Telework "avatar work," in which people with disabilities can engage in physical work such as customer service, is being implemented in society. In order to enable avatar work in a variety of occupations, we propose a mobile sales system using a mobile frozen drink machine and an avatar robot "OriHime", focusing on mobile customer service like peddling. The effect of the peddling by the system on the customers are examined based on the results of video annotation.

Our team, Hibikino-Musashi@Home (the shortened name is HMA), was founded in 2010. It is based in the Kitakyushu Science and Research Park, Japan. We have participated in the RoboCup@Home Japan open competition open platform league every year since 2010. Moreover, we participated in the RoboCup 2017 Nagoya as open platform league and domestic standard platform league teams. Currently, the Hibikino-Musashi@Home team has 20 members from seven different laboratories based in the Kyushu Institute of Technology. In this paper, we introduce the activities of our team and the technologies.

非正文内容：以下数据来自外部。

PR #677, opened 2020-04-29
RS-760 Clean up item vs offers requests in zooms

petro97:
…rrayById

Description:

Linting:

- [x] No linting errors

Tests:

- [x] Manual tests

Documentation:


src/components/src/utils/CortexLookup.js
```diff
@@ -25,16 +25,7 @@ import { cortexFetch } from './Cortex';
 import Config from '../../../ep.config.json';
 
 // Array of zoom parameters to pass to Cortex for navigationForm
-const navigationFormZoomArray = [
-  'items',
```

针对目标的对话任务的先前研究缺乏关键观念，该观念在以目标为导向的人工智能代理的背景下进行了深入研究。在这项研究中，我们提出了目标引导的开放域对话计划（TGCP）任务的任务，以评估神经对话代理是否具有目标对话计划的能力。使用TGCP任务，我们研究了现有检索模型和最新强生成模型的对话计划能力。实验结果揭示了当前技术面临的挑战。

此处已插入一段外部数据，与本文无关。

PR #2185, opened 2020-03-15
Actions - Add nonMRI workflow - allow failure - JRuby, TruffleRuby [changelog skip]

MSP-Greg:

感知环境是实现合作驾驶自动化（CDA）的最基本关键之一，该关键被认为是解决当代运输系统的安全性，流动性和可持续性问题的革命性解决方案。尽管目前在计算机视觉的物体感知领域正在发生前所未有的进化，但由于不可避免的物理遮挡和单辆车的接受程度有限，最先进的感知方法仍在与复杂的现实世界流量环境中挣扎系统。基于多个空间分离的感知节点，合作感知（CP）诞生是为了解锁驱动自动化的感知瓶颈。在本文中，我们全面审查和分析了CP的研究进度，据我们所知，这是第一次提出统一的CP框架。审查了基于不同类型的传感器的CP系统的体系结构和分类学，以显示对CP系统的工作流程和不同结构的高级描述。对节点结构，传感器模式和融合方案进行了审查和分析，并使用全面的文献进行了详细的解释。提出了分层CP框架，然后对现有数据集和模拟器进行审查，以勾勒出CP的整体景观。讨论重点介绍了当前的机会，开放挑战和预期的未来趋势。

游戏中的学习理论在AI社区中很突出，这是由多个不断上升的应用程序（例如多代理增强学习和生成对抗性网络）的动机。我们提出了突变驱动的乘法更新（M2WU），以在两人零和零正常形式游戏中学习平衡，并证明它在全面和嘈杂的信息反馈设置中都表现出了最后的题融合属性。在全信息反馈设置中，玩家观察了实用程序功能的确切梯度向量。另一方面，在嘈杂的信息反馈设置中，他们只能观察到嘈杂的梯度向量。现有的算法，包括众所周知的乘法权重更新（MWU）和乐观的MWU（OMWU）算法，未能收敛到具有嘈杂的信息反馈的NASH平衡。相反，在两个反馈设置中，M2WU表现出最后的近期收敛到NASH平衡附近的固定点。然后，我们证明它通过迭代地适应突变项来收敛到精确的NASH平衡。我们从经验上确认，M2WU在可剥削性和收敛速率方面胜过MWU和OMWU。

避免产生与先前环境相矛盾的响应是对话响应产生的重大挑战。一种可行的方法是后处理，例如从最终的n-最佳响应列表中滤除矛盾的响应。在这种情况下，n-最佳列表的质量极大地影响了矛盾的发生，因为最终响应是从该最佳列表中选择的。这项研究定量地分析了使用N最佳列表的一致性对神经反应产生模型的上下文矛盾意识。特别是，我们将极性问题用作简洁和定量分析的刺激输入。我们的测试说明了最近的神经反应产生模型和方法的矛盾意识，然后讨论了它们的性质和局限性。

我们介绍了Realtime QA，这是一个动态的问答（QA）平台，该平台宣布问题并定期评估系统（此版本每周）。实时质量检查询问当前世界，质量检查系统需要回答有关新事件或信息的问题。因此，它挑战了QA数据集中的静态，常规假设，并追求瞬时应用。我们在包括GPT-3和T5在内的大型语言模型上建立了强大的基线模型。我们的基准是一项持续的努力，该初步报告在过去一个月中提出了实时评估结果。我们的实验结果表明，GPT-3通常可以根据新的退休文档正确更新其生成结果，从而突出了最新信息检索的重要性。尽管如此，我们发现GPT-3倾向于在检索文件时返回过时的答案，这些文件没有提供足够的信息来找到答案。这表明了未来研究的重要途径：开放式域质量检查系统是否可以确定无法回答的案例，并与用户甚至检索模块进行通信以修改检索结果？我们希望实时质量检查能够刺激问题答案及其他问题的瞬时应用。